The older adult population is the most vulnerable in cases of wildfire. Death tolls often skew disproportionately toward the elderly; of the 30 people who died in the Los Angeles fires in January, for example, all but two were over 60 or disabled, with the average age of the deceased 77, the San Francisco Chronicle reported. Part of that is because adults 65 and older are more likely to have physical impairments that make quick or unplanned evacuations challenging. Social and technological isolation are also factors — yes, almost everyone in America has a smartphone, but that includes just 80% of those 65 and older, and only 26% of the older adult population feels “very confident” using computers or smartphones. According to an extensive 2024 report on how extreme weather impacts older adults by CNA, an independent, nonprofit research organization, “Evacuation information, including orders, is not uniformly communicated in ways and via media that are accessible to older adults or those with access and functional needs.”

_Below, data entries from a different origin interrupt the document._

Issue #2276, opened 2021-05-30
ATP stop producing when maximizing the window


84634E1A607A:
The ATP falls sharply when I maximize the Thrive window. This problem can be reproduced in earlier releases as well. 

Also when I experience a "卡顿" (Sorry I really don't know how to express that in English, during which the framerate is unexpectedly lower than usual, such as when the cell is engulfing and organelles reproducing) the ATP will suddenly fall low (lower than it should be? I know that after organelles reproducing the maximum ATP is higher).

hhyyrylainen:
I was sure that there was already an issue for this, but I couldn't find this. I've known about this for a while.

If the game experiences a lag spike (or the framerate is too low): the ATP production slows down because the compound storage is not increased, meaning that when more ATP is produced during a longer frame simulation ATP can't be produced at the rate it should be. And then on top of that the ATP usage is correctly computed for a longer frame, so unless you have really large storage capacity you'll run out of ATP on that frame because ATP could not be produced the right amount.

I think maybe this will explain things better:
- The game experiences a lag spike, the simulation time between frames is 300ms
- ATP generation tries to run as usual, but is multiplied by the elapsed time, which is usually fine, but now multiplied by 300 the resulting compound amount doesn't fit in the cell, so the cell doesn't get that compound amount
- Now ATP usage runs, and is also multiplied by 300 to take the passed time into account
- The consumption is correctly adjusted to be really huge, but as the cell doesn't have enough storage for that amount of ATP, the cell briefly takes ATP damage as the consumption depletes the ATP of the cell

84634E1A607A:
What if we handle the usage first?
Then we will have more space to fit in.

hhyyrylainen:
The effect would be the same: you take damage and / or can't move at normal speed as you don't have ATP to power movement. 

A slightly better way would be to have the consumption be computed first, processes were ran then, and finally ATP damage would be given (if cell doesn't have any ATP), though this is hard to fit in the current design because the process system is ran on background threads (in order to speed up processing many cells on multicore CPUs). So it's not possible to fit the Microbe class doing some stuff, then processes run, and then doing stuff again.

hhyyrylainen:
One way to limit the consumption per frame, would be to assume that the game runs at least at 15 FPS or so, and cap the maximum elapsed time for the process system and Microbe computations.

hhyyrylainen:
[...]

PR #2418, opened 2021-07-16
Fixed process panel errors with all processes

### LINKED ISSUE #2351: Flooded "Invalid new child position" in process panel with all organelles
**Describe the bug**

```
E 0:01:13.464   move_child: Invalid new child position: 9.
  <C++ Error>   Index p_pos = 9 is out of bounds (data.children.size() + 1 = 8).
  <C++ Source>  scene/main/node.cpp:330 @ move_child()
  <Stack Trace> :0 @ void Godot.NativeCalls.godot_icall_2_583(IntPtr , IntPtr , IntPtr , Int32 )()
                Node.cs:811 @ void Godot.Node.MoveChild(Godot.Node , Int32 )()
                ChildObjectCache.cs:94 @ void ChildObjectCache`2[[IProcessDisplayInfo, Thrive, Version=0.5.4.0, Culture=neutral, PublicKeyToken=null],[ChemicalEquation, Thrive, Version=0.5.4.0, Culture=neutral, PublicKeyToken=null]].ApplyOrder()()
                ProcessList.cs:54 @ void ProcessList._Process(Single )()
```

**To Reproduce**
Currently if you add all organelles (nucleusless) one each and open Process List panel you'll get a flooded exception above.

**Additional Info**
image
image

I'm investigating into this. Currently I can tell that this happens each frame when _Process() gets called.

hhyyrylainen:

now all duplicate cell processes are merged into a single TweakedProcess for processing. Note that after this is merged this improvement is pretty important: https://github.com/Revolutionary-Games/Thrive/issues/2419 (though I'm open to feedback regarding a different approach to solving the process panel issue).

**Related Issues**

closes #2351

**Progress Checklist**

      break existing features:
      members reviewing this PR)

the PR author.

### DIFF
--- a/src/microbe_stage/Microbe.cs
+++ b/src/microbe_stage/Microbe.cs
@@ -2148,16 +2148,44 @@ public class Microbe : RigidBody, ISpawned, IProcessable, IMicrobeAI, ISaveLoade
     /// </summary>
     private void RefreshProcesses()
     {
-        processes = new List<TweakedProcess>();
-        processesDirty = false;
+        if (processes == null)
+        {
+            processes = new List<TweakedProcess>();
+        }
+        else
+        {
+            processes.Clear();
+        }
 
         if (organelles == null)
             return;
 
         foreach (var entry in organelles.Organelles)
         {
-            processes.AddRange(entry.Definition.RunnableProcesses);
+            // Duplicate processes need to be combined into a single TweakedProcess
+            foreach (var process in entry.Definition.RunnableProcesses)
+            {
+                bool found = false;
+
+                foreach (var existing in processes)
+                {
+                    if (existing.Process == process.Process)
+                    {
+                        existing.Rate += process.Rate;
+                        found = true;
+                        break;
+                    }
+                }
+
+                if (!found)
+                {
+                    // Because we modify the process, we must duplicate the object for each microbe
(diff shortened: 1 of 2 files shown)


hhyyrylainen:
@84634E1A607A could you test it as you reported the original issue.

84634E1A607A:
I personally think that the Cell Process system is a bit messy. We already have the IProcessInfo interface and several classes that implement this interface, and now it is more complicated to add the tweaked class. And we seem to need to traverse all the organelles of the cell several times in each frame. In order to adapt to changing the priority of the cell process, I think it is better to create a new table (CellProcess -->  the number of organelles of the process; or CellProcess --> full speed), and then maintain this table in the AddChild() and RemoveChild() of the cell, the follow-up operations directly obtains information from the table in the order of the process. Will it be better than merging when to be displayed?

The current cell processes are sorted according to the organelles. If the conditions cannot be met when traversing to a certain organelle, the organelle will not work: I think it would be much better to combine all the organelles as is said. It can also be adjusted by integrating the input and output of each cell process, and by the way solve the problem #2276.

hhyyrylainen:
> And we seem to need to traverse all the organelles of the cell several times in each frame

Where is that?
The reason why I was comfortable coding things this way is that the process list is *only* recreated when it is marked dirty. It is marked dirty when the organelles of a cell change.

Sutton, the emergency warning researcher, also cautioned that more information isn’t always better. Similar to the way scary medical test results might appear in a health portal before a doctor has a chance to review them with you (and calm you down), wildfire information shared without context or interpretation from emergency management officials means the public is “making assumptions based upon what they see on Watch Duty without actually having those official messages coming from the public officials who are responsible for issuing those messages,” she said. One role of emergency managers is to translate the raw, on-the-ground information into actionable guidance. Absent that filter, panic is probable, which could lead to uncontrollable evacuation traffic or exacerbate alert fatigue. Alternatively, people might choose to opt out of future alerts or stop checking for updates.
Sutton, though she’s a strong advocate of creating standardized language for emergency alerts — “It would be wonderful if we had consistent language that was agreed upon” between departments, she told me — was ultimately skeptical of centralizing the emergency alert system under a large agency like FEMA. “The movement of wildfires is so fast, and it requires knowledge of the local communities and the local terrain as well as meteorological knowledge,” she said. “Alerts and warnings really should be local.”
The greater emphasis, Sutton stressed, should be on providing emergency managers with the training they need to communicate quickly, concisely, and effectively with the tools they already have.
The high wire act of emergency communications, though, is that while clear and regionally informed messages are critical during life-or-death situations, it also falls on residents in fire-risk areas to be ready to receive them. California first adopted the “Ready, Set, Go” framework in 2009, and it has spent an undisclosed amount of money over the years on a sustained messaging blitz to the public. (Cal Fire’s “land use planning and public education budget is estimated at $16 million, and funds things like the updated ad spots it released as recently as this August.) Still, there is evidence that even that has not been enough — and Cal Fire is the best-resourced firefighting agency in the country, setting the gold standard for an evacuation messaging campaign.
Drills and test messages are one way to bring residents up to speed, but participation is typically very low. Many communities and residents living in wildfire-risk areas continue to treat the threat with low urgency — something to get around to one day. But whether they’re coming from your local emergency management department or the White House itself, emergency notices are only as effective as the public is willing and able to heed them.